A static plant container system is one part of a three-part universal hydroponic system. A second part would be an electric appliance for automatic feeding, watering, and pH control of the nutrient solution. An enhanced version could upload data to the internet to help improve harvests and to send alerts when fault conditions arise.
The third part of the universal system is an optional trellis for supporting the plant container. In the case of ZipGrow, the trellis might take the place of a wall that a ZipGrow or other system gets hung on, or other structure used to hold them up. The trellis is not always needed, but it is a part of a universal solution.
Current technology can be used to manufacture the above appliance, about the size of a countertop microwave oven for less than $200, and it could supply 40 or more ZipGrow towers, for example. As an option, it could be powered using solar panels with battery backup.
Current technology can also be used to manufacture advanced, consumable plant containers that could compete with ZipGrow, for less than five cents per foot.
A small, fully automated garden, without trellis, could retail for $999.99 or less, could pay for itself in a single season, and it could expand to virtually any size.
In crazy high volume, the prices could drop dramatically, making the technology available to the broadest possible market, for the widest possible range of uses.
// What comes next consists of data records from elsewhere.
PR #6162, opened 2025-04-24
Resolve StringCaseLocaleUsage warnings from Error Prone

izeye:
This PR tries to resolve the "StringCaseLocaleUsage" warnings from the Error Prone.

#5711 has made the same changes on the `main` branch already.


jonatan-ivanov:
Thank you!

So much so that we couldn't begin to predict all the places it could be used or what they'd be growing.
The idea was to design a one-time use garden system that could grow a wide variety of plants. I wanted to lay it out on the ground, connect a water and power supply, add plants and plant food and let it grow. I tested this one design with cucumbers, tomatoes, green beans, cantaloupe, parsley, basil, and peppers.
Scroll to the bottom of the page at the link to see photos.
https://sites.google.com/site/seymourhpg/in-brief
This garden is 40 linear feet laid out in a square, but it could have been longer or shorter and could have taken other shapes.
It had automatic watering and worked rather well. No tilling, no weeding, and the designs have come a very long way since then.
Looking back I realize that an amazing amount was learned from these early experiments.
For these early trials Hibco plastics of Yadkinville, NC generously donated materials as did JR Peters in Allentown, PA, and RJ Reynolds packaging in Winston Salem, NC. And although I don't know how they got my name, a manufacturer in China sent me an excellent hydroponic nutrient solution tester to use in my experiments.
This early work laid the foundation of a system that will include automatic dosing of plant food and pH adjusters, that can connect to the internet, and can be solar powered with battery backup. A basic version could be more than ten times as productive as the early prototypes and can expand by a couple of orders of magnitude with the same basic appliance. In theory, there is no upper limit to the size of these systems.
While the growing container is consumable, the appliance is designed to last 20 years or more. A complete basic system could cost under $200 to manufacture.
The focus has always been on the lowest common denominators, such as growing with the seasons in the open air since access to a little bit of space for a garden is more common than access to a greenhouse for example. The systems can be used in greenhouses, or warehouses, rooftops, etc. but aren't limited by those. Also growing indoors requires more know-how.
Designing for mass markets, and with the economy of scale, the retail cost should plummet to well below the cost of a basic refrigerator or a reasonably good washing machine. The amount of raw material in those major appliances is many times what goes into these garden appliances. Also, the fundamental technology isn't all that daunting. Demystifying and simplifying required a lot of work, but making it into a desirable product is perhaps the greatest challenge.